Every record that follows must be given again exactly.
▼
PR #35, opened 2019-04-14
ifgram_inversion: import dask module for --parallel option only

yunjunz:
This PR move the `dask` modules import from the top of the script to `cmd_line_parse()` and execute the import when `inps.parallel==True` only, so that users who do not want to parallel option can still run it without installing dask.

### DIFF
--- a/pysar/ifgram_inversion.py
+++ b/pysar/ifgram_inversion.py
@@ -20,12 +20,6 @@ from scipy import linalg   # more effieint than numpy.linalg
 from pysar.objects import ifgramStack, timeseries
 from pysar.utils import readfile, writefile, ptime, utils as ut
 
-# Imports for parallel execution
-from dask.distributed import Client, as_completed
-# dask_jobqueue is needed for HPC.
-# PBSCluster (similar to LSFCluster) should also work out of the box
-from dask_jobqueue import LSFCluster
-
 
 # key configuration parameter name
 key_prefix = 'pysar.networkInversion.'
@@ -129,7 +123,7 @@ def create_parser():
                         help='max number of data (= ifgram_num * num_row * num_col) to read per loop\n' +
                         'default: 0.2 G; adjust it according to your computer memory.')
 
-    par = parser.add_argument_group('parallel', 'parallel processing configuration')
+    par = parser.add_argument_group('parallel', 'parallel processing configuration for Dask')
     par.add_argument('--parallel', dest='parallel', action='store_true',
                      help='Enable parallel processing for the pixelwise weighted inversion.')
     par.add_argument('--parallel-workers-num','--par-workers-num','--parallel-num', dest='num_workers', type=int,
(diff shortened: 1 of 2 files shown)


yunjunz:
Hi @2gotgrossman, I think it's important to be able to **not require `dask` installed** if the user did not use `--parallel` option; otherwise, all the current users who have not installed it will not be able to run the code.

One way to do it is to move the module import inside the main function as I push here; if you have a more elegant solution, please let me know.

2gotgrossman:
Hey @yunjunz, since installing Dask is already in the `requirements.txt` and the `conda.txt` files, they should already have it installed, so whether they import it or not shouldn't matter. The standard is to keep `import`s at the top of a file and would decrease readability and increase complexity of imports.

Besides the convention issues and it feeling wrong, I could see why it would be useful not to import it unless it's used.

Also, I didn't mean to reference #37 here. I meant to reference. I meant to reference it in #36

yunjunz:
I agree that it's not the convention. In practice, non-expert users don't re-install the Python dependencies as frequently as developers do; however, using the latest feature or bugs fix is still desired. Therefore, it will be confusing when one updated the code with `git pull` and it runs into error with old settings. For example, ISCE uses `CUDA` to for GPU computing, `RelaxIV` for 2 stage phase unwrapping, and I have not used any of them by far (installing them is difficult, but it's not relevant in our case here).

A compromised way could be import at the top and assigning a global variable for the import status, as shown below. I don't really like it because it does not use the native `ImportError` message. Let me know what do you think please.
https://github.com/yunjunz/pyaps3/blob/master/rdrcoord.py#L21

2gotgrossman:
I think the workaround that developers use is that they version code. The way non developers should use your code is that they download your code once and use it. If they want to update the code they use, then they re-download. But if they install your code via `pip`, this should all be handled for them. If they install your code from source, I think they won't update their version frequently.

Thinking about how to do code versioning would be good. Maybe release a new version every time there's a new import? Possibly something to look into there.

The only exception it looks like there is from this [StackOverflow thread on middle-of-script imports](https://stackoverflow.com/questions/1188640/good-or-bad-practice-in-python-import-in-the-middle-of-a-file) is if there's a possibility of circular imports. That isn't hte case for us so I imagine we can come up with an appropriate workaround.

yunjunz:
Versioning is definitely a way, will do it soon.

I am all for the code readability, but code that can be easily run has higher priority; we can clean it later. 

Below is another reason.
> If the imported module is infrequently used and the import is expensive, the in-the-middle-import is OK. Otherwise, is it wise to follow Alex Martelli's suggestion.
https://stackoverflow.com/questions/1188640/good-or-bad-practice-in-python-import-in-the-middle-of-a-file

falkamelung:
I agree with David. If somebody wants to figure out dask this adds to the confusion

Sent from my IPhone.

On Apr 15, 2019, at 6:08 PM, Zhang Yunjun <notifications@github.com<mailto:notifications@github.com>> wrote:


Versioning is definitely a way, will do it soon.

I am all for the code readability, but code that can be easily run has higher priority; we can clean it later.

Below is another reason.

If the imported module is infrequently used and the import is expensive, the in-the-middle-import is OK. Otherwise, is it wise to follow Alex Martelli's suggestion.
https://stackoverflow.com/questions/1188640/good-or-bad-practice-in-python-import-in-the-middle-of-a-file<https://nam01.safelinks.protection.outlook.com/?url=https%3A%2F%2Fstackoverflow.com%2Fquestions%2F1188640%2Fgood-or-bad-practice-in-python-import-in-the-middle-of-a-file&data=02%7C01%7Cfamelung%40rsmas.miami.edu%7Cd66da3789a464fd7bdeb08d6c1eedbd1%7C2a144b72f23942d48c0e6f0f17c48e33%7C0%7C0%7C636909628972796971&sdata=ecagp8%2BH%2FinBzL6p5u16lLO5sFfrrBOEWVZcPvbrYSE%3D&reserved=0>

yunjunz:
Okay. Thank you for your opinion @falkamelung and for your patient discussion @2gotgrossman .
▲
ANSWER TO THIS PROBLEM.
PR #35, opened 2019-04-14
ifgram_inversion: import dask module for --parallel option only

yunjunz:
This PR move the `dask` modules import from the top of the script to `cmd_line_parse()` and execute the import when `inps.parallel==True` only, so that users who do not want to parallel option can still run it without installing dask.

### DIFF
--- a/pysar/ifgram_inversion.py
+++ b/pysar/ifgram_inversion.py
@@ -20,12 +20,6 @@ from scipy import linalg   # more effieint than numpy.linalg
 from pysar.objects import ifgramStack, timeseries
 from pysar.utils import readfile, writefile, ptime, utils as ut
 
-# Imports for parallel execution
-from dask.distributed import Client, as_completed
-# dask_jobqueue is needed for HPC.
-# PBSCluster (similar to LSFCluster) should also work out of the box
-from dask_jobqueue import LSFCluster
-
 
 # key configuration parameter name
 key_prefix = 'pysar.networkInversion.'
@@ -129,7 +123,7 @@ def create_parser():
                         help='max number of data (= ifgram_num * num_row * num_col) to read per loop\n' +
                         'default: 0.2 G; adjust it according to your computer memory.')
 
-    par = parser.add_argument_group('parallel', 'parallel processing configuration')
+    par = parser.add_argument_group('parallel', 'parallel processing configuration for Dask')
     par.add_argument('--parallel', dest='parallel', action='store_true',
                      help='Enable parallel processing for the pixelwise weighted inversion.')
     par.add_argument('--parallel-workers-num','--par-workers-num','--parallel-num', dest='num_workers', type=int,
(diff shortened: 1 of 2 files shown)


yunjunz:
Hi @2gotgrossman, I think it's important to be able to **not require `dask` installed** if the user did not use `--parallel` option; otherwise, all the current users who have not installed it will not be able to run the code.

One way to do it is to move the module import inside the main function as I push here; if you have a more elegant solution, please let me know.

2gotgrossman:
Hey @yunjunz, since installing Dask is already in the `requirements.txt` and the `conda.txt` files, they should already have it installed, so whether they import it or not shouldn't matter. The standard is to keep `import`s at the top of a file and would decrease readability and increase complexity of imports.

Besides the convention issues and it feeling wrong, I could see why it would be useful not to import it unless it's used.

Also, I didn't mean to reference #37 here. I meant to reference. I meant to reference it in #36

yunjunz:
I agree that it's not the convention. In practice, non-expert users don't re-install the Python dependencies as frequently as developers do; however, using the latest feature or bugs fix is still desired. Therefore, it will be confusing when one updated the code with `git pull` and it runs into error with old settings. For example, ISCE uses `CUDA` to for GPU computing, `RelaxIV` for 2 stage phase unwrapping, and I have not used any of them by far (installing them is difficult, but it's not relevant in our case here).

A compromised way could be import at the top and assigning a global variable for the import status, as shown below. I don't really like it because it does not use the native `ImportError` message. Let me know what do you think please.
https://github.com/yunjunz/pyaps3/blob/master/rdrcoord.py#L21

2gotgrossman:
I think the workaround that developers use is that they version code. The way non developers should use your code is that they download your code once and use it. If they want to update the code they use, then they re-download. But if they install your code via `pip`, this should all be handled for them. If they install your code from source, I think they won't update their version frequently.

Thinking about how to do code versioning would be good. Maybe release a new version every time there's a new import? Possibly something to look into there.

The only exception it looks like there is from this [StackOverflow thread on middle-of-script imports](https://stackoverflow.com/questions/1188640/good-or-bad-practice-in-python-import-in-the-middle-of-a-file) is if there's a possibility of circular imports. That isn't hte case for us so I imagine we can come up with an appropriate workaround.

yunjunz:
Versioning is definitely a way, will do it soon.

I am all for the code readability, but code that can be easily run has higher priority; we can clean it later. 

Below is another reason.
> If the imported module is infrequently used and the import is expensive, the in-the-middle-import is OK. Otherwise, is it wise to follow Alex Martelli's suggestion.
https://stackoverflow.com/questions/1188640/good-or-bad-practice-in-python-import-in-the-middle-of-a-file

falkamelung:
I agree with David. If somebody wants to figure out dask this adds to the confusion

Sent from my IPhone.

On Apr 15, 2019, at 6:08 PM, Zhang Yunjun <notifications@github.com<mailto:notifications@github.com>> wrote:


Versioning is definitely a way, will do it soon.

I am all for the code readability, but code that can be easily run has higher priority; we can clean it later.

Below is another reason.

If the imported module is infrequently used and the import is expensive, the in-the-middle-import is OK. Otherwise, is it wise to follow Alex Martelli's suggestion.
https://stackoverflow.com/questions/1188640/good-or-bad-practice-in-python-import-in-the-middle-of-a-file<https://nam01.safelinks.protection.outlook.com/?url=https%3A%2F%2Fstackoverflow.com%2Fquestions%2F1188640%2Fgood-or-bad-practice-in-python-import-in-the-middle-of-a-file&data=02%7C01%7Cfamelung%40rsmas.miami.edu%7Cd66da3789a464fd7bdeb08d6c1eedbd1%7C2a144b72f23942d48c0e6f0f17c48e33%7C0%7C0%7C636909628972796971&sdata=ecagp8%2BH%2FinBzL6p5u16lLO5sFfrrBOEWVZcPvbrYSE%3D&reserved=0>

yunjunz:
Okay. Thank you for your opinion @falkamelung and for your patient discussion @2gotgrossman .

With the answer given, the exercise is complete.